_How to complete this task_.
Extract every line from the records below that contains the word "partialPath".

_Data_.
PR #4032, opened 2019-09-02
Refactor the existing file opening and auto completion

### LINKED ISSUE #3815: :o fails in remote SSH
**Describe the bug**
When I connect to a remote SSH host using Remote-SSH, using :o and then hitting tab for autocomplete results in:

```
TaskQueue: Error running task. Failed to handle key=<tab>. ENOENT: no such file or directory, scandir '\path\goes\here'.
```

**To Reproduce**

1.  Connect to remote host with Remote-SSH
2.  Open a file
3.  :o ./<TAB>
4.  See error

**Expected behavior**

- Extension (VsCodeVim) version: 1.8.1
- VSCode version: 1.35.0-insider
- Host OS: Windows 10
- Remote OS: Ubuntu 18.04

**Additional context**
Note that the SSH remote is Ubuntu, could be a contributing issue.

### LINKED ISSUE #3824: :split Can't Open Files With Names That Include Spaces
I feel like I'm missing something blindingly obvious here but I can't quite work it out.

**Describe the bug**
`:sp` command can't open a file if its name includes a space.

**To Reproduce**
Change directory to a folder that includes files with spaces in their names. Type `:sp` plus the first few characters of the file name, hit tab to complete (which happens correctly, including the spaces). Press enter and a notification pops claiming that `File: <path_to_working_directory>\<first_word_of_filename> does not exist`.

For example - `C:\Temp\My Test File.txt`
Resulting notification - `File: C:\Temp\My does not exist.`

I've tried enclosing the file name in single quotes, double quotes and just about anything else I think might work without success.

Files without spaces open just fine.

**Expected behavior**
A horizontal split will open showing the file specified.

**Environment**
- Extension (VsCodeVim) version: 1.8.1
- VSCode version: 1.35.0
- OS: Windows 10

All advice very gratefully received!

stevenguh:
The current implementation of file completion and file opening has way too many cases that don't work, and behavior that are not consistent with Vim. To name a few:
- Not working with remote
- Not working when a file contains space
- Minimal Windows support
- <tab> can't cycle like you you would expect
- There is no trailing / to indicate the completion option is a directory
- many more....

This pull request contains commits that refactor the existing auto complete mechanism to be more consistent with Vim while adding support for VS Code Remote.

This is the list of the expected behaviors:
- Tab complete base on the content before the cursor and the content on the right of the cursor will remind after completion
- File completion will use / as a suffix to indicate a directory like ":e " => <tab> => ":e testDir/"
- File completion will add ../ and ./ as completion options only if the . is at the end of File Completion command. e.g. ":e ." or ":e ~/."
- Repeating <tab> will cycle through all completion options, and any key press other than <tab> like <right> will finalize the completion
- Completion will be finalized on <tab> if the the completion only have one completion option. The subsequent <tab> will start a new completion base on current text in cmd
- File completion on untitled document of an non-remote instance is limited to either full path or ~. e.g. you can need to at least specify ":e /", ":e ~/" or ":e C:\" for the completion to work.
- No file completion on untitled document of a remote instance
- Use untitled document for nonexisting file path in cmd
Concrete examples: (The ":e" command can be any file commands like ":vsp")
- A <tab> after ":e " or ":e ./" will provide completion to the current directory of the active tab
- A <tab> after ":e ../" will provide completion to the directory one up of the current directory of the active tab
- A <tab> after ":e ~/" will only complete when the currently active tab is on local files system.
- A <tab> after ":e ./abc" will provide completion to any files or directories on the directory of the current active non-untitled tab where its name begin with abc

Windows Only behaviors:
- File Completion will convert any / to \ when the active tab is a local file or an untitled document. e.g "C:/Users/" will convert to ":e C:\Users\"
- Can complete and open path with drive letter like C:\ on Windows
- Can complete and open network drive path like //name/dir/

Fixes #3815
Fixes #3824

In the future, we can resolve the current directory of an untitled tab with workspace. However, this is complicated by the fact that multi-folder workspace is possible. But I chose to not do that, because it would complicate this pull requests.

Since this pull request combined a few features and refactor. It may be easier to view the changes commit by commit.


src/actions/commands/actions.ts
```diff
@@ -2902,9 +2935,14 @@ class CommandGoToDefinition extends BaseCommand {
...
   public async exec(position: Position, vimState: VimState): Promise<VimState> {
-    await vscode.commands.executeCommand('editor.action.goToDeclaration');
+    const oldActiveEditor = vimState.editor;
 
-    if (vimState.editor === vscode.window.activeTextEditor) {
+    await vscode.commands.executeCommand('editor.action.goToDeclaration');
+    // `executeCommand` returns immediately before cursor is updated
+    // wait for the editor to update before updating the vim state
+    // https://github.com/VSCodeVim/Vim/issues/3277
+    await waitForCursorSync(1000);
```
jpoon: We can remove this hack. VSCode fixed the underlying issue.

src/actions/commands/actions.ts
```diff
@@ -1968,83 +1968,109 @@ class CommandNavigateInCommandlineOrSearchMode extends BaseCommand {
...
-    }
-    return vimState;
+    vimState.currentCommandlineText = evalCmd + autoCompleteItems[commandLine.autoCompleteIndex];
+    vimState.statusBarCursorCharacterPos = vimState.currentCommandlineText.length;
+    vimState.currentCommandlineText += restCmd;
   }
 
   public async exec(position: Position, vimState: VimState): Promise<VimState> {
     const key = this.keysPressed[0];
+    const tabForward = key === '<tab>';
```
jpoon: nit: can you rename to `isTabForward`

src/actions/commands/actions.ts
```diff
@@ -1968,83 +1968,109 @@ class CommandNavigateInCommandlineOrSearchMode extends BaseCommand {
...
+
+    if (
+      commandLine.autoCompleteItems.length !== 0 &&
+      (commandLine.lastKeyPressed === '<tab>' || commandLine.lastKeyPressed === '<shift+tab>')
```
jpoon: `  (commandLine.lastKeyPressed === '<tab>' || commandLine.lastKeyPressed === '<shift+tab>')` this check shouldn't be necessary. it is handled by the base class.

src/actions/commands/actions.ts
```diff
@@ -1968,83 +1968,109 @@ class CommandNavigateInCommandlineOrSearchMode extends BaseCommand {
...
-        const search = <RegExpExecArray>(
-          /(?:.* .*\/|.* )(.*)/g.exec(vimState.currentCommandlineText)
-        );
-        commandLine.autoCompleteText = search[1];
-        commandLine.autoCompleteIndex = 0;
-      } else {
-        commandLine.autoCompleteText = vimState.currentCommandlineText;
-        commandLine.autoCompleteIndex = 0;
-      }
+  private cycleCompletion(vimState: VimState, tabForward: boolean) {
```
jpoon: nit: rename to `isTabForward`

src/actions/commands/actions.ts
```diff
@@ -1968,83 +1968,109 @@ class CommandNavigateInCommandlineOrSearchMode extends BaseCommand {
...
-      vimState.statusBarCursorCharacterPos = result.length;
-    } else if (result !== undefined) {
-      const searchArray = <RegExpExecArray>/(.* .*\/|.* )/g.exec(vimState.currentCommandlineText);
-      vimState.currentCommandlineText = searchArray[0] + result;
-      vimState.statusBarCursorCharacterPos = vimState.currentCommandlineText.length;
-    }
-    return vimState;
+    vimState.currentCommandlineText = evalCmd + autoCompleteItems[commandLine.autoCompleteIndex];
+    vimState.statusBarCursorCharacterPos = vimState.currentCommandlineText.length;
+    vimState.currentCommandlineText += restCmd;
```
jpoon: Is there a reason why you separated line 2001 and 2003? Why is it not:

```
 vimState.currentCommandlineText = evalCmd + autoCompleteItems[commandLine.autoCompleteIndex] + restCmd
```

src/actions/commands/actions.ts
```diff
@@ -1968,83 +1968,109 @@ class CommandNavigateInCommandlineOrSearchMode extends BaseCommand {
...
+      evalCmd = evalCmd.slice(0, fileRegex.lastIndex) + partialPath;
+
+      // test if the baseName is . or ..
+      const shouldAddDotItems = /^\.\.?$/g.test(baseName);
+      newCompletionItems = await readDirectory(
+        currentUri,
+        fullDirPath,
+        p.sep,
+        shouldAddDotItems
+      ).then(dirItems =>
```
jpoon: Let's not mix promises and async/awaits.

src/actions/commands/actions.ts
```diff
@@ -1968,83 +1968,109 @@ class CommandNavigateInCommandlineOrSearchMode extends BaseCommand {
...
+        dirItems
+          .filter(d => d.path.startsWith(baseName))
+          .map(r => r.path.slice(r.path.search(baseName) + baseName.length))
+          .sort()
+      );
     }
 
+    const newIndex = tabForward ? 0 : newCompletionItems.length - 1;
```
jpoon: nit: as noted above, i am a fan of having `is` prepended to boolean variables.

src/actions/commands/actions.ts
```diff
@@ -1968,83 +1968,109 @@ class CommandNavigateInCommandlineOrSearchMode extends BaseCommand {
...
+    commandLine.autoCompleteIndex = newIndex;
+    // If here only one items we fill cmd direct, so the next tab will not cycle the one item array
+    commandLine.autoCompleteItems = newCompletionItems.length <= 1 ? [] : newCompletionItems;
+    commandLine.preCompleteCharacterPos = cursorPos;
+    commandLine.preCompleteCommand = evalCmd + restCmd;
+
+    const completion = newCompletionItems.length === 0 ? '' : newCompletionItems[newIndex];
+    vimState.currentCommandlineText = evalCmd + completion;
+    vimState.statusBarCursorCharacterPos = vimState.currentCommandlineText.length;
+    vimState.currentCommandlineText += restCmd;
```
jpoon: Why is the assignment separated (lines 2070, 2072)?

src/actions/commands/actions.ts
stevenguh: Auto complete works on the content before the cursor, so when the `<tab>` is pressed the content on the right of the cursor (restCmd) should be appended after the new cursor pos.

That part of code can be confusing, so I changed it to the following
```javascript
vimState.currentCommandlineText =
  evalCmd + autoCompleteItems[commandLine.autoCompleteIndex] + restCmd;
vimState.statusBarCursorCharacterPos = vimState.currentCommandlineText.length - restCmd.length;
```

src/actions/commands/actions.ts
stevenguh: That probably came from a poor merge. Deleted.

src/actions/commands/actions.ts
stevenguh: Ok. Changed it. It actually reads better.

src/actions/commands/actions.ts
stevenguh: Same as the reason above. Change it to
```javascript
vimState.currentCommandlineText = evalCmd + completion + restCmd;
vimState.statusBarCursorCharacterPos = vimState.currentCommandlineText.length - restCmd.length;
```

src/actions/commands/actions.ts
stevenguh: Renamed

src/actions/commands/actions.ts
stevenguh: Changed :)

src/actions/commands/actions.ts
stevenguh: Renamed

src/actions/commands/actions.ts
```diff
@@ -1958,83 +1958,102 @@ class CommandNavigateInCommandlineOrSearchMode extends BaseCommand {
...
+      commandLine.lastKeyPressed = key;
+      return vimState;
+    }
+
+    let newCompletionItems: string[] = [];
+    const currentCmd = vimState.currentCommandlineText;
+    const cursorPos = vimState.statusBarCursorCharacterPos;
 
-    if (!/ /g.test(vimState.currentCommandlineText)) {
+    // Sub string since vim do completion before the cursor
```
jpoon: `vim do completion before the cursor`

typo: vim does completion?

src/cmd_line/commands/file.ts
```diff
@@ -67,59 +78,76 @@ export class FileCommand extends node.CommandBase {
...
-        ? path.normalize(this._arguments.name)
-        : path.join(path.dirname(editorFilePath), this._arguments.name);
+      // Using a filename, open or create the file
+      const { fullPath, path: p } = getFullPath(this.arguments.name);
+      // Only if the expanded path of the full path is different than
+      // the currently opened window path
+      if (fullPath !== editorFilePath) {
+        const uriPath = getUriPath(editorFileUri, fullPath, p.sep);
+        if (uriPath === null) {
+          // return the if path is invalid
```
jpoon: extraneous the?

src/cmd_line/commands/file.ts
```diff
@@ -67,59 +78,76 @@ export class FileCommand extends node.CommandBase {
...
-          const pathWithExt = filePath + path.extname(editorFilePath);
-          fileExists = await doesFileExist(pathWithExt);
-          if (fileExists) {
-            filePath = pathWithExt;
+          const pathWithExt = fullPath + p.extname(editorFilePath);
+          const uriPathWithExt = getUriPath(editorFileUri, pathWithExt, p.sep);
+          if (uriPathWithExt !== null) {
+            fileExists = await doesFileExist(uriPathWithExt);
+            if (fileExists) {
+              // if the file with the added ext exists
```
jpoon: change comment to `file with the added ext exists`

src/cmd_line/commands/file.ts
```diff
@@ -67,59 +78,76 @@ export class FileCommand extends node.CommandBase {
...
+              fileUri = uriPathWithExt;
+            }
           }
+        } else {
+          // If the file without the added ext exists
```
jpoon: change comment to `file without the added ext exists`

src/cmd_line/commands/file.ts
```diff
@@ -67,59 +78,76 @@ export class FileCommand extends node.CommandBase {
...
+          const pathWithExt = fullPath + p.extname(editorFilePath);
+          const uriPathWithExt = getUriPath(editorFileUri, pathWithExt, p.sep);
+          if (uriPathWithExt !== null) {
+            fileExists = await doesFileExist(uriPathWithExt);
+            if (fileExists) {
+              // if the file with the added ext exists
+              fileUri = uriPathWithExt;
+            }
           }
+        } else {
```
jpoon: can you reverse the logic?

if (fileExists) {
} else {
}

always easier to read affirmation over negation.

src/cmd_line/commands/file.ts
```diff
@@ -67,59 +78,76 @@ export class FileCommand extends node.CommandBase {
...
         if (!fileExists) {
-          if (this._arguments.createFileIfNotExists) {
-            await util.promisify(fs.close)(await util.promisify(fs.open)(filePath, 'w'));
-          } else {
-            this._logger.error(`${filePath} does not exist.`);
-            return;
+          if (this.arguments.createFileIfNotExists) {
+            // Change the scheme to untitled to open an
+            // untitled tab
+            fileUri = uriPath.with({ scheme: 'untitled' });
```
jpoon: what if `createFileIfNotExists` = false?

src/util/path.ts
```diff
@@ -2,26 +2,133 @@ import * as vscode from 'vscode';
...
-    basePath = '/';
-  } else if (partialPath.startsWith('~/')) {
-    basePath = <string>untildify(partialPath);
-    partialPath = '';
-  } else if (partialPath.startsWith('./')) {
-    basePath = path.dirname(editorFilePath);
-    partialPath = partialPath.replace('./', '');
-  } else if (partialPath.startsWith('../')) {
-    basePath = path.dirname(editorFilePath) + '/';
+export function separatePath(searchPath: string, separator: string) {
```
jpoon: can you add a function header/comment explaining this function? especially as you are returning multiple things, we should document what's being returned and the order.

src/util/path.ts
```diff
@@ -2,26 +2,133 @@ import * as vscode from 'vscode';
...
+        // If there isn't a complete UNC path,
+        // return the incomplete UNC as baseName
+        // e.g. \\test-server is an incomplete path
+        // and \\test-server\ is a complete path
+        return [searchPath, ''];
+      }
+    }
+  }
+
+  let baseNameIndex = searchPath.lastIndexOf(separator) + 1;
```
jpoon: const?

src/util/path.ts
```diff
@@ -2,26 +2,133 @@ import * as vscode from 'vscode';
...
+  const baseName = searchPath.slice(baseNameIndex);
+  const dirName = searchPath.slice(0, baseNameIndex);
+  return [dirName, baseName];
+}
+
+export function getFullPath(partialPath: string) {
```
jpoon: same as above. add functoin header explaining function + return types

src/util/path.ts
```diff
@@ -2,26 +2,133 @@ import * as vscode from 'vscode';
...
+  addCurrentAndUp: boolean
+) {
+  try {
+    const directoryUri = getUriPath(currentUri, absolutePath, sep);
+    if (directoryUri === null) {
+      return [];
+    }
+    const directoryResult = await vscode.workspace.fs.readDirectory(directoryUri);
+    return directoryResult
+      .map(d => ({ path: d[0] + (d[1] === vscode.FileType.Directory ? sep : ''), type: d[1] }))
```
jpoon: can't figure out what's going on here...

test/cmd_line/tabCompletion.test.ts
```diff
@@ -80,4 +78,162 @@ suite('cmd_line tabComplete', () => {
     await modeHandler.handleKeyEvent('<Esc>');
     assert.notEqual(statusBarBeforeTab, statusBarAfterTab, 'Status Bar did not change');
   });
+
+  test('command line file tab completion directory with / at the end', async () => {
+    const dirPath = await t.createRandomDir();
```
jpoon: wrap in try/finally

jpoon: and same for all the remaining tests.

test/cmd_line/tabCompletion.test.ts
```diff
@@ -80,4 +78,162 @@ suite('cmd_line tabComplete', () => {
...
+
+    await modeHandler.handleMultipleKeyEvents(['<left>', '<left>']);
+    statusBarAfterTab = StatusBar.Get().trim();
+    assert.equal(statusBarAfterTab, ':ed|it', 'Failed to move the cursor to the left');
+
+    await modeHandler.handleKeyEvent('<tab>');
+    statusBarAfterTab = StatusBar.Get().trim();
+    assert.equal(statusBarAfterTab, ':edit|it', 'Failed to complete content left of the cursor');
+
+    await modeHandler.handleKeyEvent('<Esc>');
```
jpoon: Validate that we've exited tab completion?

src/util/path.ts
```diff
@@ -2,26 +2,133 @@ import * as vscode from 'vscode';
 import * as path from 'path';
 import untildify = require('untildify');
```
jpoon: Add tests for these utils?

src/actions/commands/actions.ts
jpoon: Ah gotcha. Sorry missed that.

src/actions/commands/actions.ts
stevenguh: Yes. Fixed.

src/cmd_line/commands/file.ts
stevenguh: Fix the comment

src/cmd_line/commands/file.ts
stevenguh: Agree changed

src/cmd_line/commands/file.ts
stevenguh: If you search for when `createFileIfNotExists = false`, there are two instances -- `gf` and performFileJump.

I added the original else handling back
```
this._logger.error(`${this.arguments.name} does not exist.`);
return;
```

src/util/path.ts
stevenguh: Done

src/util/path.ts
stevenguh: Refactored the path util to be more unit testable, but one method is still hard to test since it depends on the platform.

test/cmd_line/tabCompletion.test.ts
stevenguh: Not sure if we need to, and how.

test/cmd_line/tabCompletion.test.ts
stevenguh: Done

src/util/path.ts
stevenguh: f[0] is the item name in a directory, and d[1] is the type of the item.
Basically, I am appending separator at the end as the indicator of directory item.
I refactored this method a bit so it only returns an array of strings.

src/util/path.ts
stevenguh: Added

src/util/path.ts
stevenguh: Added

test/cmd_line/tabCompletion.test.ts
jpoon: let's remove line 162 then ?

stevenguh: If we don't have <ESC> at the end, it will messed up other tests.

jpoon:
Let us know when the PR is ready for review again.

stevenguh:
Oh..it's ready.

test/cmd_line/tabCompletion.test.ts
jpoon: Tests shouldn't be dependent on each other. If this test fails causing other test failures, it will be difficult to deduce the cause.

stevenguh: Sure. How about I call <Esc> always after a test case?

_Output of the task_.
+      evalCmd = evalCmd.slice(0, fileRegex.lastIndex) + partialPath;
-  } else if (partialPath.startsWith('~/')) {
-    basePath = <string>untildify(partialPath);
-    partialPath = '';
-  } else if (partialPath.startsWith('./')) {
-    partialPath = partialPath.replace('./', '');
-  } else if (partialPath.startsWith('../')) {
+export function getFullPath(partialPath: string) {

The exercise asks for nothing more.